**Task objective**
Filter the entries for the string "inputs". Copy each line that has it.

Dataset entries:
--------------------------------
PR #1399, opened 2023-07-25
chore: prevent slack notification in dry-run mode

devcorpio:
# Summary

The PR changes prevent the dry-run release process from sending Slack notification

### DIFF
--- a/.github/workflows/release.yml
+++ b/.github/workflows/release.yml
@@ -123,7 +123,7 @@ jobs:
           process_gcloudignore: false
 
   status:
-    if: inputs.dry-run == null || !inputs.dry-run
+    if: inputs.dry-run != null && !inputs.dry-run
     needs:
       - release
     runs-on: ubuntu-latest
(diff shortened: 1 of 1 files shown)


.github/workflows/release.yml
```diff
@@ -123,7 +123,7 @@ jobs:
           process_gcloudignore: false
 
   status:
-    if: always()
+    if: inputs.dry-run == null || !inputs.dry-run
```
amannocci, line 126:
```suggestion
    if: inputs.dry-run != null && !inputs.dry-run
```
The `null` value is considered as dry-run mode also.

amannocci (changes requested):

.github/workflows/release.yml
devcorpio: done!

vigneshshanmugam (approved):

amannocci (approved):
--------------------------------
**Result for this task**
-    if: inputs.dry-run == null || !inputs.dry-run
+    if: inputs.dry-run != null && !inputs.dry-run
+    if: inputs.dry-run == null || !inputs.dry-run
    if: inputs.dry-run != null && !inputs.dry-run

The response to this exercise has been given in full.